_WORK ORDER_
In the material below, some lines carry "bootstrap". Copy each such line.
** EXERCISE INPUT follows **
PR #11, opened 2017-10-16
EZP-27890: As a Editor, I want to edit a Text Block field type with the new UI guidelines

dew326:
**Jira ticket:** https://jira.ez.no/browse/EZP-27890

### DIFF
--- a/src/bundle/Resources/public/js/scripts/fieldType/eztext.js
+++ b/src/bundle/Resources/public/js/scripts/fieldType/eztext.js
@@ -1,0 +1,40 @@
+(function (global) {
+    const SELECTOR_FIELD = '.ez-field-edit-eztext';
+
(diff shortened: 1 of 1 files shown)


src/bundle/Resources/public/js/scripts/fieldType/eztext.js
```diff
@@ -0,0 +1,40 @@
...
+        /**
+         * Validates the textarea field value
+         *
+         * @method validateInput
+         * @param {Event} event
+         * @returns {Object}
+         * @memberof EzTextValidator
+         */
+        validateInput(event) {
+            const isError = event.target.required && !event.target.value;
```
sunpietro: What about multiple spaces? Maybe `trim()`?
** End of EXERCISE INPUT **
** EXERCISE INPUT follows **
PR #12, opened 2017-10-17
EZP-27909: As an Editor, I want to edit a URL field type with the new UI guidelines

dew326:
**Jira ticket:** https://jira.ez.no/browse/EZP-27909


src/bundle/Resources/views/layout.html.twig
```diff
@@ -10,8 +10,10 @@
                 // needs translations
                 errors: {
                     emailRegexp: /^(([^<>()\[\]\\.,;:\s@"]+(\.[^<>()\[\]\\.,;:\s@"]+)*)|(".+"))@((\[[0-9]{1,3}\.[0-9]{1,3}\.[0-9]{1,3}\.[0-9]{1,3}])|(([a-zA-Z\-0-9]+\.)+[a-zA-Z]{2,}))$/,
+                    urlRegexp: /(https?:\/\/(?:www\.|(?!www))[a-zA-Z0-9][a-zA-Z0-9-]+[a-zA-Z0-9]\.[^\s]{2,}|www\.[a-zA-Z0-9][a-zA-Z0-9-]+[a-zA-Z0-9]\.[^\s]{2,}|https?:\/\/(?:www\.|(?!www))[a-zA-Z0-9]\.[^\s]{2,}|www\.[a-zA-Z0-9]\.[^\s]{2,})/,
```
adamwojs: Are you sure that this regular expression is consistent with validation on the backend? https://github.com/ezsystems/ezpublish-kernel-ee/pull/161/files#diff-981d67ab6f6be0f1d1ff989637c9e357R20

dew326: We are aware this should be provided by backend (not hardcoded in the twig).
** End of EXERCISE INPUT **
** EXERCISE INPUT follows **
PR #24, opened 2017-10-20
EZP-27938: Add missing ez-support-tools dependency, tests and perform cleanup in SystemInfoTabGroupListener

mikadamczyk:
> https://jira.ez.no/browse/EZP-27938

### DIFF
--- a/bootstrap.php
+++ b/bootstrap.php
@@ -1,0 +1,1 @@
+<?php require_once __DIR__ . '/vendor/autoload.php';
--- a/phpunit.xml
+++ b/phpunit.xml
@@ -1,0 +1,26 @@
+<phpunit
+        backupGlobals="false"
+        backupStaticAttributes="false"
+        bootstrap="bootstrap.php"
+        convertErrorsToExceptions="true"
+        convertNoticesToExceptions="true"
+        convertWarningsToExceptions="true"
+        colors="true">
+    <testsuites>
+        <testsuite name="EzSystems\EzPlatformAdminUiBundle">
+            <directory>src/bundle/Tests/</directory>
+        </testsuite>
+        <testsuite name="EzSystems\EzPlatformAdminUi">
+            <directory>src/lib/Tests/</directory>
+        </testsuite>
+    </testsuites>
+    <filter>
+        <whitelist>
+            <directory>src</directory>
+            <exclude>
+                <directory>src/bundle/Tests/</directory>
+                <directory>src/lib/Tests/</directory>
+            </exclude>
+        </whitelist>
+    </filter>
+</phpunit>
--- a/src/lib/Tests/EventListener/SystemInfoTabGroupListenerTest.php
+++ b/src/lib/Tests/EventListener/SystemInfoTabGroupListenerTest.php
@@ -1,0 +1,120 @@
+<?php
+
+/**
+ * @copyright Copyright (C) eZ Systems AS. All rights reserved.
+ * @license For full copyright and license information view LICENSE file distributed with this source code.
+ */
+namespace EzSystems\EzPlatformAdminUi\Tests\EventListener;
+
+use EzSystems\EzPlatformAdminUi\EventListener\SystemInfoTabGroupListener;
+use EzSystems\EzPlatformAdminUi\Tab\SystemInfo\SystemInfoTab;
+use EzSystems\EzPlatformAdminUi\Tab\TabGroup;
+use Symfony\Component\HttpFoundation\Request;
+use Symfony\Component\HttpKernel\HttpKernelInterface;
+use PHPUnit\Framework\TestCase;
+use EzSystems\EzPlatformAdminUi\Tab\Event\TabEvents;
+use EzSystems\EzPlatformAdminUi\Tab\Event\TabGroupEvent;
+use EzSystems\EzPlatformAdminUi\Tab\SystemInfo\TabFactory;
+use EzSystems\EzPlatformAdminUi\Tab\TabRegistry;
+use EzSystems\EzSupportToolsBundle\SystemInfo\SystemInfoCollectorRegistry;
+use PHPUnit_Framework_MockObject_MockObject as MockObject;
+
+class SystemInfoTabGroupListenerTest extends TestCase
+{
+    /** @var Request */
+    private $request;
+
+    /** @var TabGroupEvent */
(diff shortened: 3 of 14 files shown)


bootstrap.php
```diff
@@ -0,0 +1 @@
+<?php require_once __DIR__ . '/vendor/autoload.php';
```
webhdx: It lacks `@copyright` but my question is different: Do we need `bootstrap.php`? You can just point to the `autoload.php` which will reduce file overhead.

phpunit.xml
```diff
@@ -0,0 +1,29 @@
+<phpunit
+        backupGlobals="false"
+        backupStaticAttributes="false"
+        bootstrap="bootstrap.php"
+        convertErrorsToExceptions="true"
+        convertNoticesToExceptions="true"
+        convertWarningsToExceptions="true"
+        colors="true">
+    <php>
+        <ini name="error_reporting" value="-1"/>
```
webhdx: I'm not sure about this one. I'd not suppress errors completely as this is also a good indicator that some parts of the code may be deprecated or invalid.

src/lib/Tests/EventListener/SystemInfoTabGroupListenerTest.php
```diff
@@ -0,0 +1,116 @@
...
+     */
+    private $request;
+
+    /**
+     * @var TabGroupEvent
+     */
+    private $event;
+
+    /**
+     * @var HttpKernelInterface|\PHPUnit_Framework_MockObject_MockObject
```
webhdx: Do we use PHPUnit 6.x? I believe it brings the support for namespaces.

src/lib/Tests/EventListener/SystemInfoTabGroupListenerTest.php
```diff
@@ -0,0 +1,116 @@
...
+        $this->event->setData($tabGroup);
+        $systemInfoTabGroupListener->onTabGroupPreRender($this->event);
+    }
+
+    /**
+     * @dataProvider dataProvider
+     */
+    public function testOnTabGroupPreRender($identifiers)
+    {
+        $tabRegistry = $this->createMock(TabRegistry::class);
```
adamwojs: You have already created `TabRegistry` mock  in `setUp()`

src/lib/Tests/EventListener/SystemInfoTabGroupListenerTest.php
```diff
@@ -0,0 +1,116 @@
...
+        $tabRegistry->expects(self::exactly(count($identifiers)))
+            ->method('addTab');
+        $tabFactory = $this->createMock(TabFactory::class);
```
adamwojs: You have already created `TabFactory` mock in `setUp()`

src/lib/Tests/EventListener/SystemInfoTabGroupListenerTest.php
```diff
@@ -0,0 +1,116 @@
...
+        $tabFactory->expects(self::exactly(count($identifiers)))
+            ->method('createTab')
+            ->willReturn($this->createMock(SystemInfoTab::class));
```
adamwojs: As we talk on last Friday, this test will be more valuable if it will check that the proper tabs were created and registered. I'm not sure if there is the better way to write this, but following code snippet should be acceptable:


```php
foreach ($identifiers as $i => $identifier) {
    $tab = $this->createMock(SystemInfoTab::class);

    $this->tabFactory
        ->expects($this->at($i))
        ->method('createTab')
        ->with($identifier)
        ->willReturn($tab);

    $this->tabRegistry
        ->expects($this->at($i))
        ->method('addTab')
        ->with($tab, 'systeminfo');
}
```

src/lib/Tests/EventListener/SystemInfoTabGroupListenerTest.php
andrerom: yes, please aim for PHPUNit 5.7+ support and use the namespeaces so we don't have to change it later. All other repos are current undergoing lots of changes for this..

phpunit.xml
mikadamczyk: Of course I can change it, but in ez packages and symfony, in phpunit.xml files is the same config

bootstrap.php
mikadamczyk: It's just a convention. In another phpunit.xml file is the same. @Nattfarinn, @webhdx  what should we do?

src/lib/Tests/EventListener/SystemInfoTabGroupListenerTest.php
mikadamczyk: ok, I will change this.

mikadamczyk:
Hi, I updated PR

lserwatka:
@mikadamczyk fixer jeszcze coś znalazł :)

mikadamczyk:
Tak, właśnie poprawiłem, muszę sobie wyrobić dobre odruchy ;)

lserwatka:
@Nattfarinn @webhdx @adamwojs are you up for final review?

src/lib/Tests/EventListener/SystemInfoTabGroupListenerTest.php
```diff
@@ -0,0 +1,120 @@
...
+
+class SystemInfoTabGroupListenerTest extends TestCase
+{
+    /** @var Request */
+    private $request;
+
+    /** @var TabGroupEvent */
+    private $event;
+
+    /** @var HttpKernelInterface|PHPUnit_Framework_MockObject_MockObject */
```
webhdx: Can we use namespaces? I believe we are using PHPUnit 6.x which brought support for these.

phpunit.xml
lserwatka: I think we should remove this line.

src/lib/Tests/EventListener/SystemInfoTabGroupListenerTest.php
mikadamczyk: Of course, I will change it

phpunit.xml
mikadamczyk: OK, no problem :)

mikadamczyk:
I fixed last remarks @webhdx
** End of EXERCISE INPUT **
_WRITTEN SOLUTION_
--- a/bootstrap.php
+++ b/bootstrap.php
+        bootstrap="bootstrap.php"
bootstrap.php
webhdx: It lacks `@copyright` but my question is different: Do we need `bootstrap.php`? You can just point to the `autoload.php` which will reduce file overhead.
+        bootstrap="bootstrap.php"
bootstrap.php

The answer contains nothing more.